John Sheehy wrote in post #19166545 (external link)
If you needed a +1EV push, then the actual ISO exposure index is 8000; not 4000. Real ISO is about exposure; not the setting number on the camera. 1 stop of under-exposure for the ISO setting is generally not going to generate a lot of extra noise on the R5, but there is still a small benefit to having used ISO 8000 to begin with, with the same Av and Tv values, and that benefit increases if your lighting color is very lacking in red or blue light (deep shade or incandescent lighting), and even more so if you use the electronic shutter, which gives more shadow noise, in the form of fine horizontal banding noise.

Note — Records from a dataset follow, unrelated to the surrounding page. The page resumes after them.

PR #911, opened 2026-07-18
fix(server): fail job explicitly on unknown execution mode (#881)

### LINKED ISSUE #881: [Bug] Job executor silently accepts unknown modes and runs with partial behavior
`packages/server/src/repowise/server/job_executor.py:343`:

```python
mode = config.get("mode") or "sync"
is_full_resync = mode == "full_resync"
is_initial_index = mode == "initial_index"
is_index_only = mode == "index_only"
```

Any mode string that is not one of these four falls through every branch. The job still runs, still reports `completed`, and still advances `last_sync_commit`, but `generate_docs` is False and the incremental page-regen at line 420 (gated on `mode == "sync"`) is skipped. So an unknown mode silently produces a re-index with no documentation and a sync baseline that claims the repo is current.

This is what #837 was: webhooks enqueued `"incremental"`, which matches nothing. #848 fixed that caller. This issue is about the executor accepting the bad value in the first place, so the next typo or renamed mode fails the same silent way rather than loudly.

**Scope check.** `execute_job` is only reachable from three places, and the only modes that reach it are the four above:

- `routers/repos.py:705` (`initial_index`, `full_resync`)
- `routers/webhooks.py:57` (`sync`)
- `scheduler.py:162` (`sync`)

Other `{"mode": ...}` job rows exist but never reach the executor and should not be affected: `update_cmd/persistence.py:579` (`incremental`) and `upgrade_flow.py:243` (`upgrade`) are bookkeeping records so the web UI's "last synced" updates, and the latter is written with `status="completed"` directly.

**Fix direction:** validate `mode` against the known set at the top of `execute_job` and fail the job explicitly (recorded failure with a clear message) rather than running partial work. The default when `mode` is absent should stay `"sync"`.

**Worth noting while in there:** `routers/pages.py:121` enqueues a pending `{"mode": "single_page"}` job that nothing ever executes. `job_executor` has no `single_page` branch and no caller passes those job IDs to `execute_job`, so `POST /lookup/regenerate` returns `202 accepted` and appears to do nothing. That may want its own issue, but validation would have surfaced it.

akshatmalik-bruh:
Here is the exact filled-out content ready to copy and paste into your GitHub PR:

***

## Summary

- Validates job `mode` against `VALID_JOB_MODES = {"sync", "full_resync", "initial_index", "index_only"}` in `execute_job()`.
- Raises a `ValueError` on unknown modes so `execute_job()` explicitly fails the job and records the error message in the DB instead of silently running partial work and updating baseline commit state.
- Preserves `"sync"` as default fallback when `mode` is missing or empty.

## Related Issues

Fixes #881

## Test Plan

- [x] Tests pass (`pytest`) - Added unit tests `test_execute_job_fails_on_unknown_mode` and `test_execute_job_defaults_to_sync_when_mode_absent` in `tests/unit/server/test_job_executor.py`.

## Checklist

- [x] I have updated documentation if needed (n/a — internal validation change)

***

### DIFF
--- a/packages/server/src/repowise/server/job_executor.py
+++ b/packages/server/src/repowise/server/job_executor.py
@@ -108,6 +108,19 @@ def _repo_wiki_style(repo: Any, repo_path: str) -> str:
     return resolve_style(style, repo_path=repo_path).name
 
 
+# Valid job execution modes handled by execute_job.
+# NOTE: "generate" (HTTP repowise generate) and "single_page" (scoped page resync)
+# are dispatched to _run_generate_job below, so validation must accept them upfront.
+VALID_JOB_MODES: set[str] = {
+    "sync",
+    "full_resync",
+    "initial_index",
+    "index_only",
+    "generate",
+    "single_page",
+}
+
+
 # Phase → numeric level mapping for job.current_level
 _PHASE_LEVELS = {
     "traverse": 0,
@@ -342,7 +355,13 @@ async def execute_job(
             # Resolve the wiki style while ``repo`` is still session-attached.
             wiki_style = _repo_wiki_style(repo, repo_path)
             config = json.loads(job.config_json) if job.config_json else {}
-            mode = config.get("mode") or "sync"
+            mode = str(config.get("mode") or "sync")
+            if mode not in VALID_JOB_MODES:
+                valid_str = ", ".join(sorted(VALID_JOB_MODES))
+                raise ValueError(
+                    f"Invalid job mode '{mode}'. Expected one of: {valid_str}"
+                )
+
             is_full_resync = mode == "full_resync"
             is_initial_index = mode == "initial_index"
             is_index_only = mode == "index_only"
--- a/tests/unit/server/test_job_executor.py
+++ b/tests/unit/server/test_job_executor.py
@@ -568,3 +568,132 @@ async def test_index_only_job_does_not_generate_docs(session_factory, tmp_path):
 
     assert run_pipeline_mock.await_args.kwargs["generate_docs"] is False
     assert run_pipeline_mock.await_args.kwargs["mode"] == OrchestratorMode.STANDARD
+
+
+@pytest.mark.asyncio
+async def test_execute_job_fails_on_unknown_mode(session_factory, tmp_path):
+    """An unrecognized job mode explicitly fails the job rather than running partial work."""
+    from repowise.core.persistence.crud import get_generation_job
+
+    async with session_factory() as session:
+        repo = await upsert_repository(session, name="test-repo", local_path=str(tmp_path))
+        job = await upsert_generation_job(
+            session,
+            repository_id=repo.id,
+            config={"mode": "incremental"},
+        )
+        await session.commit()
+        job_id = job.id
+
+    app_state = SimpleNamespace(session_factory=session_factory, fts=None, vector_store=None)
+
+    run_pipeline_mock = AsyncMock(return_value=_fake_result())
+    with (
+        patch("repowise.server.job_executor.run_pipeline", run_pipeline_mock),
+        patch("repowise.server.job_executor.persist_pipeline_result", AsyncMock()),
+    ):
+        await execute_job(job_id, app_state)
+
+    # Pipeline should not run when mode is invalid
+    run_pipeline_mock.assert_not_called()
+
+    # Job status should be recorded as failed in the DB with clear error message
+    async with session_factory() as session:
+        updated_job = await get_generation_job(session, job_id)
+        assert updated_job is not None
+        assert updated_job.status == "failed"
+        assert "Invalid job mode 'incremental'" in (updated_job.error_message or "")
+
+
+@pytest.mark.asyncio
+async def test_execute_job_defaults_to_sync_when_mode_absent(session_factory, tmp_path):
+    """A missing mode key (config={}) defaults to 'sync' and proceeds without failing."""
+    async with session_factory() as session:
+        repo = await upsert_repository(session, name="test-repo", local_path=str(tmp_path))
+        job = await upsert_generation_job(
+            session,
+            repository_id=repo.id,
+            config={},
+        )
+        await session.commit()
+        job_id = job.id
+
+    app_state = SimpleNamespace(session_factory=session_factory, fts=None, vector_store=None)
+
+    run_pipeline_mock = AsyncMock(return_value=_fake_result())
+    get_provider_mock = MagicMock(side_effect=RuntimeError("no provider"))
+    with (
+        patch("repowise.server.job_executor.run_pipeline", run_pipeline_mock),
+        patch("repowise.server.job_executor.persist_pipeline_result", AsyncMock()),
+        patch(
+            "repowise.server.provider_config.get_chat_provider_instance",
+            get_provider_mock,
+        ),
+    ):
+        await execute_job(job_id, app_state)
+
+    # Pipeline must have run
+    run_pipeline_mock.assert_awaited_once()
+    # Provider lookup was attempted — proves fallback is "sync", not "index_only"
+    get_provider_mock.assert_called_once()
+
+
+@pytest.mark.asyncio
+async def test_execute_job_defaults_to_sync_when_mode_empty_string(session_factory, tmp_path):
+    """An explicit empty-string mode also defaults to 'sync' via the `or` fallback."""
+    async with session_factory() as session:
+        repo = await upsert_repository(session, name="test-repo", local_path=str(tmp_path))
+        job = await upsert_generation_job(
+            session,
+            repository_id=repo.id,
+            config={"mode": ""},
+        )
+        await session.commit()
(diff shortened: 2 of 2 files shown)


packages/server/src/repowise/server/job_executor.py
```diff
@@ -341,6 +345,12 @@ async def execute_job(
             wiki_style = _repo_wiki_style(repo, repo_path)
             config = json.loads(job.config_json) if job.config_json else {}
             mode = config.get("mode") or "sync"
```
swati510: This is a small robustness point rather than a real bug. The mode comes out of parsed JSON, so it is not guaranteed to be a string, and because `VALID_JOB_MODES` is a set, a non-empty list or dictionary would make the membership test on the next line raise an unhashable-type error instead of the helpful message you have written. The job would still be recorded as failed, but the message stored in the database would be confusing to whoever reads it later. Would you consider coercing the value when you read it, for example `mode = str(config.get("mode") or "sync")`, so that the friendly message is always the one that gets recorded?

packages/server/src/repowise/server/job_executor.py
```diff
@@ -106,6 +106,10 @@ def _repo_wiki_style(repo: Any, repo_path: str) -> str:
     return resolve_style(style, repo_path=repo_path).name
 
 
+# Valid job execution modes handled by execute_job
```
swati510: Thank you for naming the accepted modes in one place. One thing that might be worth capturing here in a comment: `routers/pages.py` line 121 creates job rows with the mode "single_page", and those rows are never handed to `execute_job`, which is why they are not in this set. Without that note, a future reader who wires up the page regeneration endpoint will hit an "invalid job mode" failure and have to rediscover the history. This is only a comment suggestion, since the linked issue says the dormant `single_page` endpoint deserves its own ticket.

tests/unit/server/test_job_executor.py
```diff
@@ -326,3 +326,68 @@ async def test_incremental_page_regen_passes_repo_path(tmp_path):
...
+    async with session_factory() as session:
+        updated_job = await get_generation_job(session, job_id)
+        assert updated_job is not None
+        assert updated_job.status == "failed"
+        assert "Invalid job mode 'incremental'" in (updated_job.error_message or "")
+
+
+@pytest.mark.asyncio
+async def test_execute_job_defaults_to_sync_when_mode_absent(session_factory, tmp_path):
+    """A missing or empty mode string defaults to 'sync' and proceeds without failing."""
```
swati510: The description says "a missing or empty mode string", but the test only covers the missing case, since the configuration is an empty dictionary. The empty-string case is the one that actually exercises the `or "sync"` fallback, and it is the case most likely to break in a future refactor of that line. Could you either add a second case with `config={"mode": ""}` or adjust the description so that it matches what is being tested?

tests/unit/server/test_job_executor.py
```diff
@@ -326,3 +326,68 @@ async def test_incremental_page_regen_passes_repo_path(tmp_path):
...
+        patch("repowise.server.job_executor.run_pipeline", run_pipeline_mock),
+        patch("repowise.server.job_executor.persist_pipeline_result", AsyncMock()),
+        patch(
+            "repowise.server.provider_config.get_chat_provider_instance",
+            side_effect=RuntimeError("no provider"),
+        ),
+    ):
+        await execute_job(job_id, app_state)
+
+    run_pipeline_mock.assert_awaited_once()
```
swati510: This assertion shows that the pipeline ran, but it would pass for any accepted mode, so it does not quite prove that the fallback is "sync". Because the provider lookup is forced to fail in this test, the behaviour that is specific to "sync", namely the incremental page regeneration, never runs, so nothing here distinguishes "sync" from, say, "index_only". Checking the `generate_docs` keyword would not help either, since it is computed as false for "sync" and for "index_only" alike. What would distinguish them is that "sync" attempts the provider lookup while "index_only" skips that block entirely, so asserting that the patched `get_chat_provider_instance` was called would pin the mode down. Another option would be to let the patched provider return a mock client and then assert that the sync-only incremental page regeneration ran.

packages/server/src/repowise/server/job_executor.py
akshatmalik-bruh: Done! Changed to mode = str(config.get("mode") or "sync") so any non-string JSON value (e.g. a list or dict) is coerced before the set membership test. This ensures the friendly ValueError with the invalid mode message is always the one recorded in the DB, rather than a confusing unhashable type error.

packages/server/src/repowise/server/job_executor.py
akshatmalik-bruh: Added a comment explaining that "single_page" is intentionally excluded — routers/pages.py (line 121) creates those job rows but they are never dispatched to execute_job. Also noted the dormant endpoint deserves its own dedicated handling. Thanks for flagging — this will save future readers a confusing debugging session!

tests/unit/server/test_job_executor.py
akshatmalik-bruh: Good point! I've split this into two separate tests: test_execute_job_defaults_to_sync_when_mode_absent (covers config={}) and a new test_execute_job_defaults_to_sync_when_mode_empty_string (covers config={"mode": ""}) which directly exercises the or "sync" fallback branch. Also updated the docstring of the original test to only say "missing" instead of "missing or empty".

tests/unit/server/test_job_executor.py
akshatmalik-bruh: Great catch! I've captured the get_chat_provider_instance mock as get_provider_mock and added get_provider_mock.assert_called_once() after the run. Since "sync" always enters the provider lookup block while "index_only" skips it entirely, this assertion specifically pins the fallback mode down to "sync". Applied the same pattern to both the absent-mode and empty-string tests.

akshatmalik-bruh:
Hi @swati510 @RaghavChamadiya  , just following up on this PR when you get a chance to take a look. Thanks!

akshatmalik-bruh:
Resolved merge conflicts with main and verified tests pass. Ready for review whenever you get a chance!

RaghavChamadiya:
Thanks for the quick turnaround on Swati's points. The coercion to `str(...)`, the split empty-string test, and the `get_provider_mock.assert_called_once()` assertion all address exactly what was raised, and that last one is a genuinely better test than what it replaced.

One blocking item, and it comes from the merge rather than from anything you wrote.

**`generate` and `single_page` are now dispatched modes, and this allowlist rejects them.** Since #881 was filed, `execute_job` gained a real branch for both:

```python
# job_executor.py:407 on this branch
if mode in ("generate", "single_page"):
    ...
    await _run_generate_job(...)
    return
```

Your merge commit pulled that in, but `VALID_JOB_MODES` (line 115) was not updated, and the validation at line 353 runs before the dispatch at 407. Both modes reach the executor for real:

- `routers/repos.py:667` builds `{"mode": "generate", ...}`, launched via `_launch_job_task`. That is `POST /repos/{id}/generate`, the HTTP `repowise generate`.
- `routers/pages.py:147` builds `{"mode": "single_page", ...}`, same path.

So after merge every generate and every per-page regenerate fails with `Invalid job mode 'generate'`. The endpoint that the issue described as dormant is live now.

To be clear about where this came from: the `single_page` note was Swati's suggestion on 2026-07-20 and it was correct then, and my own issue text said the same thing. The dispatch landed in between.

The fix:

1. Add `"generate"` and `"single_page"` to `VALID_JOB_MODES`.
2. Replace the exclusion note with the opposite, something like: these two are handled by the scoped-generation branch below, so validation has to run before it and accept them.
3. Add a test that a `{"mode": "generate"}` job still reaches `_run_generate_job`. That is the regression guard, and its absence is why CI stays green on this: nothing currently drives a generate job through `execute_job`.

One process note. The branch is 5 commits behind main again, and this is the second time the gap has hidden something. Could you rebase onto main rather than merging? A rebase would have put your validation line directly against the new dispatch branch and made the conflict visible instead of silently compatible. Worth a look at whether anything else moved under the PR while you were waiting.

Everything else here is ready. Fix the allowlist and I think this goes in.

akshatmalik-bruh:
Thanks for catching that @RaghavChamadiya ! All items have been updated:

1. **Updated `VALID_JOB_MODES` Allowlist**: Added `"generate"` and `"single_page"` to `VALID_JOB_MODES` in `job_executor.py`.
2. **Updated Documentation**: Updated the inline comment above `VALID_JOB_MODES` to document that `"generate"` and `"single_page"` are valid modes dispatched to `_run_generate_job`.
3. **Regression Guard Test**: Added `test_execute_job_dispatches_generate_mode` in `tests/unit/server/test_job_executor.py` to ensure jobs with `mode="generate"` pass validation and reach `_run_generate_job`.
4. **Rebased onto Main**: Rebased the branch cleanly on top of latest `main`. All 23 unit tests in `test_job_executor.py` pass cleanly.

RaghavChamadiya (approved):
LGTM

As you get to very low exposures, it becomes important not to need pixel-level sharpness, because sharpening sharpens noise as well as subject matter. A good policy is to accept the fact that the lower the exposure (the higher the ISO exposure index), the less potential an image has for magnification of sensor area through large displays, or heavy cropping. The R5 noise is very low in large-scale blotches; it is most intense at the pixel level, like a dithering, and disappears easily with good NR and reasonable display size. I've under-exposed a museum plaque in a very dark room with a shutter speed 32x normal for ISO 51K and pushed to ISO 1.6 million, and the plaque was still completely readable without any extra noise reduction than the minimum allowed with in-camera JPEGs, even without RAW, and just pushing the embedded JPEG in the RAW. I found the right shutter speed for 51K to be normally exposed for the plaque, then I increased the shutter speed from 1/250 to 1/8000, and just pushed the embedded JPEG with a Levels tool, and then downsampled it to 10% with Bicubic. As you can see, for large-scale, very high contrast subject matter, and low magnification demands, the ISO ceiling can go pretty high, practically. I could have easily made this pure B&W with little visible noise at all, with more extensive processing:

A "before" image would be nice, that cleaned up well. What mode was this shot in?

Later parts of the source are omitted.